Befreiungsschlag für den FCK

Dem 1. FC Kaiserslautern gelang nach einer turbulenten Woche inklusive 2:4-Klatsche bei Energie Cottbus, der Anklage von Idrissou durch den Kontrollausschuss des DFB und der Suspendierung von Verteidiger Jan Simunek ein Befreiungsschlag. "Das war ein reinigendes Gewitter. Wir wollten nicht nach außen groß reden, sondern Taten folgen lassen", sagte Florian Dick der "Bild".

Nach der Niederlage in der Lausitz drohten die Pfälzer noch vom FSV sowie dem in Lauerstellung liegenden 1. FC Köln in der Tabelle überflügelt zu werden. Durch den Erfolg im direkten Duell mit den Hessen und der gleichzeitigen Kölner Niederlage in Bochum (1:2) fehlt dem FCK bei vier bzw. fünf Punkten Vorsprung auf die Konkurrenten nur noch ein Sieg zum Einzug in die Relegationsspiele um den Aufstieg. Bereits am kommenden Sonntag bei Absteiger Jahn Regensburg (13.15 Uhr im t-online.de Live-Ticker) kann das Team von Trainer Franco Foda Tabellenplatz drei perfekt machen.
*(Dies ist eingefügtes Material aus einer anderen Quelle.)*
PR #3589, opened 2025-04-01
chore: All comms with the net package through events

### LINKED ISSUE #3572: Replace db dependency in net package with events

fredcarle:
## Relevant issue(s)

Resolves #3572 

## Description

This PR removes the last direct calls to the net package other than at node setup and closing. For the `node.Node`, the network implementation only needs to implement `io.Closer`. Adding peers can now be communicated through the event bus.

`node.Node` now uses the concrete `db.DB` type instead of the `client.DB` interface. The reasoning behind this is that `db.DB` is the core implementation of DefraDB and is not something that should be interchangeable like `http` or `net`. It removes the unnecessary interface limitations.

## Tasks

## How has this been tested?

make test

- MacOS

### DIFF
--- a/internal/db/db.go
+++ b/internal/db/db.go
@@ -20,6 +20,7 @@ import (
 	"sync/atomic"
 	"time"
 
+	"github.com/libp2p/go-libp2p/core/peer"
 	"github.com/sourcenetwork/corekv"
 	"github.com/sourcenetwork/corelog"
 	"github.com/sourcenetwork/immutable"
@@ -233,6 +234,25 @@ func (db *DB) AddPolicy(
 	}
 
 	return client.AddPolicyResult{PolicyID: policyID}, nil
+}
+
+// Connect sends peer connection event on the intern event bus. It blocks until the connection is
+// successful or an error is returned.
+func (db *DB) Connect(ctx context.Context, addr peer.AddrInfo) error {
+	err := make(chan error)
+	db.events.Publish(event.NewMessage(
+		event.PeerConnectName,
+		event.PeerConnect{
+			Info: addr,
+			Err:  err,
+		},
+	))
+	select {
+	case e := <-err:
+		return e
+	case <-time.After(10 * time.Second):
+		return ErrTimoutOnPeerConnection
+	}
 }
 
 // publishDocUpdateEvent publishes an update event for a document.
--- a/internal/db/db.go
+++ b/internal/db/db.go
@@ -20,7 +20,6 @@ import (
 	"sync/atomic"
 	"time"
 
-	"github.com/libp2p/go-libp2p/core/peer"
 	"github.com/sourcenetwork/corekv"
 	"github.com/sourcenetwork/corelog"
 	"github.com/sourcenetwork/immutable"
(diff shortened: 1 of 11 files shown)


net/peer.go
```diff
@@ -191,7 +196,7 @@ func NewPeer(
 }
 
 // Close the peer node and all its internal workers/goroutines/loops.
-func (p *Peer) Close() {
+func (p *Peer) Close() error {
```
AndrewSisley, line 199: todo: Can we remove this return param? It appears to be unused.

If you added it because you want to implement `io.Closer`, can you please at least document this, and why it needs to implement that interface.

If there is no real technical reason for it to implement that interface, please remove it, returning errors where there are none adds a notable amount of unnecessary boilerplate/complexity and distracts readers from the important parts of the code.

AndrewSisley (approved):
LGTM, I agree with the core changes, but have a couple of comments that I would prefer being sorted before merge.

net/peer.go
fredcarle: I was thinking of using the stdlib interface to keep things simple but I do agree that if we can avoid the error it makes more sense.

node/node.go
```diff
@@ -12,34 +12,26 @@ package node
...
-	PeerID() peer.ID
-	PeerInfo() peer.AddrInfo
-	Connect(context.Context, peer.AddrInfo) error
-}
-
 // Node is a DefraDB instance with optional sub-systems.
 type Node struct {
 	// DB is the database instance
-	DB client.DB
+	DB *db.DB
```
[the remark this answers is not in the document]
fredcarle: The thing is its not just about the cast. It's about useful methods not being exposed by the client interface. The `Connect` method in this case to be more specific. I prefer making this change here and stop fighting the interface while we clean things up.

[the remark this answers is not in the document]
AndrewSisley: Ah fair enough, I'm happy keeping as-is then :)  Might be worth talking about this in the standup though.

net/peer.go
fredcarle: Check out the last commit and let me know what you think.

AndrewSisley: image

AndrewSisley: If we are only going to have two items in the array it is probably an over complication IMO and two simple props would be better.  If you think that list is likely to grow it is a nice solution :)

fredcarle: My thinking was that if we want to make things a bit more indepandant and give more control to users as to when things are closed, we could have ACP, Lens, Net and HTTP all be handled by the terminator instead of hidden in different places. It will be even more useful when users want to assemble their own nodes.

internal/db/db.go
```diff
@@ -235,6 +236,25 @@ func (db *DB) AddPolicy(
 	return client.AddPolicyResult{PolicyID: policyID}, nil
 }
 
+// Connect sends peer connection event on the intern event bus. It blocks until the connection is
+// successful or an error is returned.
+func (db *DB) Connect(ctx context.Context, addr peer.AddrInfo) error {
```
islamaliev, line 241: suggestion: maybe it makes more sense to call it `PublicsPeerConnect` or something like this since this is the only thing the function does.

net/peer.go
```diff
@@ -264,6 +269,24 @@ func (p *Peer) handleMessageLoop() {
 		case event.Replicator:
 			p.server.updateReplicators(evt)
 
+		case event.PeerConnect:
+			if err := p.Connect(p.ctx, evt.Info); err != nil {
+				if evt.Err != nil {
```
islamaliev, line 274: question: is there a reason why the channel might be nil? Maybe a comment?

islamaliev (approved):
Looks nice. I have a minor suggestion.

fredcarle:
Closing this PR as all I was doing was fighting the interfaces. Will work on refactoring that instead.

Sieben Minuten reichen Lautern

Innerhalb von nur sieben Minute hatten die Lauterer das Spitzenspiel und damit das Rennen um den Relegationsplatz vorzeitig entschieden und Foda nach dem Abpfiff zum Schwärmen gebracht: "In der ersten Halbzeit haben wir toll gespielt, toll kombiniert, schöne Tore herausgespielt. In der zweiten Hälfte hatten wir auch noch zwei, drei riesige Möglichkeiten, die wir nicht genutzt haben. Trotzdem ein Kompliment an die Mannschaft. Es war ein toller Auftritt."